US equity market was in a good mood overall as data showed US jobless claims dropped to a fresh pandemic low. The S&P 500 and Dow Jones Industrial Index advanced 0.39% and 0.79% respectively, and the Nasdaq 100 index declined 0.06%. Industrials and Financials share led the gains in the S&P 500, while Utility stocks lagged. Equities were lifted by a report suggesting President Joe Biden will unveil a budget that would boost Federal spending to $6 trillion in 2022.
We are seeing some bizarre actions in the Reverse Repo market recently. Demand for the key Federal Reserve facility used to control short-term rates surged to the highest on record. According to Bloomberg, fifty participants on Thursday parked some $485.3 billion in the overnight reverse repurchase facility. The total amount already surpassed the previous record high of $474.6 billion from December 31st, 2015. The return of the Fed facility is close to 0%, but demand has been increasing as a flood of cash overwhelms the funding market and has left investors wondering what is happening to the system.
US Treasury Secretary Janet Yellen said high inflation will be here to stay until the end of the year. She noted the spiking inflation was caused by price changes driven by consumer-spending shifts related to the pandemic and supply-chain bottlenecks. While the Republicans blame Biden’s plan could accelerate prices, Yellen rejected the idea of long-term spending on infrastructure would spur inflation.
Cable jumped 0.62% on Thursday as policymaker from the BoE signals possible early rate hike. Gertjan Vliedhe, a member of BoE’s Monetary Policy Committee, is optimistic on UK’s economic recovery, saying “it would probably take until the first quarter of next year to have a clear view of the post-furlough unemployment and wage dynamics, so a risk in Bank Rate could be appropriate soon after, along a slightly steeper path than in my central case.” Although it is not an official statement from the central bank, nonetheless it is the third central banks pathing toward monetary normalization. With more central banks joining the taper party, it will be interesting to see where the Federal Reverse stands, the wait-and-see game is getting boring for investors.
USDJPY surged 0.63% as the Japanese government plans to extend lockdown to June 20th. Japanese Prime Minister Yoshihide Suga said he will decide on whether to extend a virus emergency in Tokyo and other major cities after consulting with experts on Friday. The emergency measure is placed is set to expire on May 31, but the infection cases resist backdown given there is little progress in Japan’s vaccine distribution. Time is running out for the Japanese government to keep virus cases under control, and they will be hosting the Summer Olympics in less than two months.

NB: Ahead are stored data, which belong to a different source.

PR #689, opened 2016-04-05
Clean user role permissions: remove vote_issues in Role.permissions

bameda:
Bakport in Saturdayor  Sunday


taiga/users/migrations/0018_remove_vote_issues_in_roles_permissions_field.py
```diff
@@ -0,0 +1,19 @@
...
+
+    dependencies = [
+        ('users', '0017_auto_20160208_1751'),
+    ]
+
+    operations = [
+        migrations.RunSQL(
+            "UPDATE users_role SET permissions = ARRAY_REMOVE(permissions, 'vote_issues')",
+            reverse_sql="UPDATE users_role SET permissions = ARRAY_APPEND(permissions, 'vote_issues')"
+        ),
```
superalex: David, won't this reverse_sql add the vote_issues role to any users_role? (not only the ones including it before the migration).

I think this migration shouldn't have a reverse_sql.

bameda: You are right

bameda:
Cool!

PR #691, opened 2016-04-05
Fix issue #4061: Invalid error when try to add more memberships

bameda:


taiga/projects/services/members.py
```diff
@@ -120,3 +120,19 @@ def check_if_project_privacity_can_be_changed(project):
...
+    if project.is_private:
+        total_memberships = project.memberships.count() + total_new_memberships
+        max_memberships = project.owner.max_memberships_public_projects
+        error_members_exceeded = ERROR_MAX_PUBLIC_PROJECTS_MEMBERSHIPS
+    else:
+        total_memberships = project.memberships.count() + total_new_memberships
+        max_memberships = project.owner.max_memberships_private_projects
+        error_members_exceeded = ERROR_MAX_PRIVATE_PROJECTS_MEMBERSHIPS
+
+    if max_memberships is not None and total_memberships_memberships > max_memberships:
```
superalex: I think it should be total_memberships and not total_memberships_memberships

PR #705, opened 2016-04-20
Adding is_out_of_owner_limits to project detail serializer

superalex:


bameda:
I've added missed tests

PR #723, opened 2016-05-11
Improving performance for history api

superalex:


taiga/projects/history/api.py
```diff
@@ -104,6 +105,12 @@ def retrieve(self, request, pk):
         self.check_permissions(request, "retrieve", obj)
 
         qs = services.get_history_queryset_by_model_instance(obj)
+        user_ids = [u["pk"] for u in qs.values_list("user", flat=True)]
+        users = get_user_model().objects.filter(id__in=user_ids)
+        users_by_id = {u.id: u for u in users}
+        for history_entry in  qs:
+            history_entry.owner = users_by_id.get(history_entry.user["pk"], None)
+
```
bameda: I don't like this a lot and the model object just have a cached property owner so you are overwriting the behavior here.

However I move this to a service (```def preload_owners_in_history_queryset(queryset)```).

superalex: Yes, the problem with that cached property is that it always make an extra query to the user data, I really neither don't like it.

I think I just had another idea about how to implement this better, let me try again ;)

superalex:
I've mixed your idea of having a preload_owners_in_history_queryset in the service with a change in the owner @property with the model and a new called prefetch_owner. I think this way is much more clear ;)

bameda:
Great!!! :sunflower: :sunglasses:

PR #734, opened 2016-05-26
Generating application token only when it doesn't exist

superalex:
If we always generate a new token when calling to the validate API we can't match the users if for example the email fails. We should talk about this with Andrés too before merging.


jespino:
:+1:

PR #749, opened 2016-06-04
Fix repetition

andela-ijubril:
Remove class that occur twice in code


bameda:
Thanks @andela-ijubril

bameda:
Merged

PR #770, opened 2016-06-24
[WIP] US #1563: Epics

bameda:
Related to https://github.com/taigaio/taiga-front/pull/1059


allan-simon:
my 2 cents here, maybe my points are not valid because the way you work are different (so by this comment I'm more looking for a return of experience), but would have it been "better" , to have this long running branch, to be splitted into smaller, feature-gated branched ? with the feature disabled by default (as not 'complete' ) , as it would have permitted to integrate faster code to master and reducing the chance of conflict at every rebase (conflicts which decrease the moral of developers and decrease the likeliness of the branch to be one day merged, at least that's what we observed on our team so far)

PR #70, opened 2017-12-04
Imron/k8s

imron:
Here is the documentation for running under Kubernetes.  It's based off my previous imron/raw-docker branch and should merge cleanly into the current master.

The documentation makes the assumption that  k8s/scalyr-agent-2.yaml exists on the master branch of the main scalyr/scalyr-agent-2 repository.

It also assumes that Dockerhub contains an image scalyr/scalyr-k8s-agent which is built from the  docker/Dockerfile.k8s_config

Please adjust commands as appropriate to use local versions while testing.


docker/Dockerfile.custom_k8s_config
```diff
@@ -0,0 +1,18 @@
+# Dockerfile for building an image of scalyr/scalyr-docker-agent with custom configuration
```
czerwingithub: I thought we were going to have a different image name for the k8 build of the agent, such as `scalyr/scalyr-k8-agent`

scalyr_agent/builtin_monitors/docker_monitor.py
```diff
@@ -103,6 +103,12 @@
                      'legacy behavior.\n',
                      convert_to=str, default="docker_api")
 
+define_config_option( __monitor__, 'docker_raw_logs',
+                     'Optional (defaults to False). If True, the docker monitor will use the raw log files on disk to read logs.'
```
czerwingithub: I would also document here how we determine the path to the log file.  Reading this, I start looking for the option on how I specify that.

scalyr_agent/builtin_monitors/docker_monitor.py
```diff
@@ -456,6 +483,9 @@ def __update_checkpoints( self ):
         to file.
         """
 
+        if self._use_raw_logs:
```
czerwingithub: I'm always wary where we add in return points in the middle of a method. I would suggest we instead move the code below into a method like `__watch_container_logs` and then only invoke that here if `!self._use_raw_logs`.

PR #73, opened 2018-01-14
Reduce client errors when servers overloaded

sgrimm-sg:
When Scalyr's servers are overloaded, they return a combination of "too
busy" HTTP responses and internal errors, both of which result in
ERROR-level log messages in the agent log.

This commit adds explicit checking for the specific error message that
accompanies internal errors when the servers are too busy, and
downgrades the log messages to warnings since the agent retries
automatically and no human intervention is required.


imron:
Hi sgrimm-sg, thanks for submitting this pull request, and sorry it slipped through the cracks and didn't get a response for so long.  I'll be taking a look at this some time over the next few days and will update you then.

We are also seeing rising infections number in Australia. The Australian government announced a seven-day lockdown in Victoria, the second-largest state. There is a little trading reaction to the negative headline, Aussie is unfazed for the day.
GBPUSD (Daily Chart)
Cheers for the Cable bears did not last long as the price bounced on unexpected hawkish sentiment from one of BoE policymakers, climbed 0.42% to 1.4177. Though we are quite bullish on the Sterling, we thought the correction could be deeper into the 1.4 handles, but today’s disruptive move further solidifies the upward trend for Cable. There is a chance for a prominent break higher in the coming days, with the bulls look to take out the 1.42 hurdle. Further on the north, the nearest resistance sits at 1.437, next to 1.464.
Resistance: 1.42, 1.437, 1.464
Support: 1.4, 1.366
USDJPY (Daily Chart)
USDJPY was soaring back to 110 amid the extension of another emergency lockdown in Japan. We mentioned the rising infection cases in Japan could be weighing down on the Japanese Yen in the previous analysis. This is exactly what the market needs to move out of that tight trading range. By overcoming 109.7 resistance, the bulls are moving onto a yearly high of 111. The renewed lockdown could severely undermine the Japanese Yen given its threat to delay the Olympics game, and all the economical merits. MACD on the daily chart indicates a bullish trend.
USDCAD (Daily Chart)
USDCAD struggled to find demand as WTI crude oil futures look to close around 67, the highest price in three years. Sellers are showing no mercy for this pair, the price plunged upon touching SMA20 at 1.214 and completely wiped out yesterday’s gains. Support at 1.2024 will be under pressure once again, and it might just surrender itself amid recent strong selling bias. Further, on the downside, space will be wide open between 1.2024 and 1.1925, followed by support at 1.1812.